1. Introduction It is clear that endothelial cells play critical roles in the progression and clinical manifestation of the atherosclerotic process [1]. The endothelium is thought to link the fibrinolytic system and the renin–angiotensin system (RAS) [2]. RAS is an endocrine system that is important in controlling the circulatory homeostasis. The angiotensin-converting enzyme (ACE), the key enzyme in the renin– angiotensin system, is released from the cell membrane. It converts the angiotensin I to the angiotensin II and inactivates the bradykinin and tachykinins; thereby regulating its effects on fibrinolysis, platelet activation and aggregation [3]. The human ACE gene is found on chromosome 17, and a polymorphism consisting of the presence or the absence of a 287-base pair (bp) Alu repeat has been identified [4]. There are three genotypes in this polymorphism: DD and II homozygotes, and ID heterozygote. The II genotype is associated with lower tissue and plasma levels of ACE, whereas the DD genotype is associated with higher ACE levels [5]. Other major components of the RAS are angiotensinogen which is the precursor of angiotensin I and the angiotensin II type-1 receptor (AT1R) which is the cell surface receptor for angiotensin II [6]. Previous studies have shown that the DD genotype of the ACE gene is associated with development of left ventricular hypertrophy, myocardial infarction (MI) and remodeling. The TT genotype of the AGT gene is an independent risk factor for coronary heart disease [7], and individuals with AT1R-CC genotype would be at increased risk for MI [8]. One of the most important products of endothelial cells is the nitric oxide (NO), a major mediator of endothelium dependent vasodilation made in endothelial cells from l-arginine through the action of the homodimeric enzyme endothelial nitric oxide synthase (eNOS).
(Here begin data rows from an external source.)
PR #1337, opened 2023-02-09
Moved a few packets from Server to UOContent project

paezao:
This is part of the effort to better separate the Core Server from actual UO code.


Projects/Server/Network/NetState/NetState.cs
```diff
@@ -70,8 +67,8 @@ public partial class NetState : IComparable<NetState>
     private readonly long[] _packetCounts = new long[0x100];
     private string _disconnectReason = string.Empty;
 
-    internal int _authId;
-    internal int _seed;
+    public int authId;
```
kamronbatman, line 70: Let's use properties (getters and setters)

Projects/Server/Network/NetState/NetState.cs
```diff
@@ -70,8 +67,8 @@ public partial class NetState : IComparable<NetState>
...
+    public int seed;
```
kamronbatman, line 71: Same as above

PR #1392, opened 2023-04-15
fix: Fixes doors as decorations & optimizes them

### LINKED ISSUE #1391: Decorate Command Portcullis
The deco file crashes the server if there is a PortcullisNS or PortcullisEW in the  file when you use the decorate command but if you add 
```
[Constructible]
        public PortcullisNS(DoorFacing facing) : base(0x6F5, 0x6F5, 0xF0, 0xEF, new Point3D(0, 0, 20))
        {
        }
```

and
```
[Constructible]
        public PortcullisEW(DoorFacing facing) : base(0x6F6, 0x6F6, 0xF0, 0xEF, new Point3D(0, 0, 20))
        {
        }
```
 
to the Portcullis.cs script, it will generate fine when using the decorate command

kamronbatman:
### Summary
- [X] Fixes old RunUO bug with Portcullis causing crashing when used as a decoration.
- [X] Optimizes doors so they don't use a timer object unless they need one.
- [X] Converts doors to codegen
- [X] Optimized decoration command so it doesn't create extra strings/arrays when it doesn't need to.

Closes #1391


Distribution/Data/Decoration/Britannia/jhelom.cfg
```diff
@@ -1,5 +1,5 @@
 # portcullis
-Static 0x06F5
+PortcullisNS 0x06F5
```
kamronbatman, line 2: Revert this.

kamronbatman:
Gotta update decorations that set ItemID when they shouldn't.

PR #1395, opened 2023-04-18
fix: Ambiguous AddRes signatures causing bad necro regs display

mark1145:


Projects/UOContent/Engines/Craft/DefInscription.cs
```diff
@@ -215,7 +215,7 @@ private void AddNecroSpell(int spell, int mana, double minSkill, Type type, para
 
         for (var i = 1; i < regs.Length; ++i)
         {
-            AddRes(index, regs[i], 1, 501627);
+            AddRes(index, regs[i], null, 1);
```
kamronbatman, line 218: I think instead, the args are backwards?

kamronbatman:
Looks like am ambiguous set of AddRes signatures. I'll fix it. Thanks!

Projects/UOContent/Engines/Craft/DefInscription.cs
kamronbatman, line 218:
```suggestion
            AddRes(index, regs[i], null, 1, 501627);
```

kamronbatman (approved):

PR #1413, opened 2023-06-20
Fix mana drain debug build crash

vexyl:
Crashes on debug build when a player or mobile casts a mana drain on a player that has 0 mana and doesn't resist it. ManaDrain.cs line 71 uses Utility.Random(1, m.Mana), but there's a debug assert  in BaseRandomSource.cs that makes sure the count parameter (m.Mana in this case) is not 0.


kamronbatman:
Nice find and fix, thank you! I think we should add an if check for Mana <= 0 though. I can make that change.

vexyl:
No problem. We ran into on Sunny's sever, glad to be of help.

kamronbatman (approved):

PR #1420, opened 2023-07-04
Prevent setting properties of higher privileged mobiles

Mink80:


Projects/UOContent/Commands/Properties.cs
```diff
@@ -363,6 +363,13 @@ public static string SetValue(Mobile from, object o, string name, string value)
         {
             try
             {
+                if (obj is Mobile target &&
+                    (target.AccessLevel > from.AccessLevel ||
+                     target.Account is {} acc && acc.AccessLevel > from.AccessLevel))
+                {
+                    return "You can not modify a higher privileged mobile.";
+                }
```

Also, NO modulates the action of angiotensin II in cardiovascular tissue, and angioten-

sin II modulates NO synthesis [9,10]. In addition to vasodilation, NO inhibits platelet aggregation, proliferation of vascular smooth muscle cells, leukocyte adhesion to endothelial cells [11,12], vascular smooth muscle cell migration and growth [13,14], and the oxidation of atherogenic low-density lipoproteins (LDLs) [15]. Therefore, eNOS may have an important atheroprotective role through these mechanisms [16]. The gene that encodes eNOS is located on chromosome 7q35–36 and consists of 26 exons with a total size of 21 kb [17]. The eNOS gene is expressionally and functionally regulated through multiple regulatory steps [18,19]. It depicts several polymorphisms [20], some of which bear functional consequences. Endothelial NOS gene Glu298Asp polymorphism (G894T) in exon 7 was reported to be associated with essential hypertension [21], acute MI [22,23] coronary artery spasm [24] and coronary artery disease (CAD) [16]. Because the Glu298Asp mutation occurs in exon and results in an amino acid change, it could have functional effects. Tesauro et al. reported that eNOS isoforms are processed differentially depending on the presence of aspartate or glutamate at position 298. Thus, the 894 G/T polymorphism is not silent, and may possibly be perceived by an endogenous protease as a target for cleavage [25]. Also, this mutation may result in a decrease in eNOS activity by inducing a conformational change from helix to tight turn in the eNOS [26]. The aim of the present study was to investigate the association between the eNOS (Glu298Asp) and the RAS genes polymorphisms and premature CAD in a Turkish population.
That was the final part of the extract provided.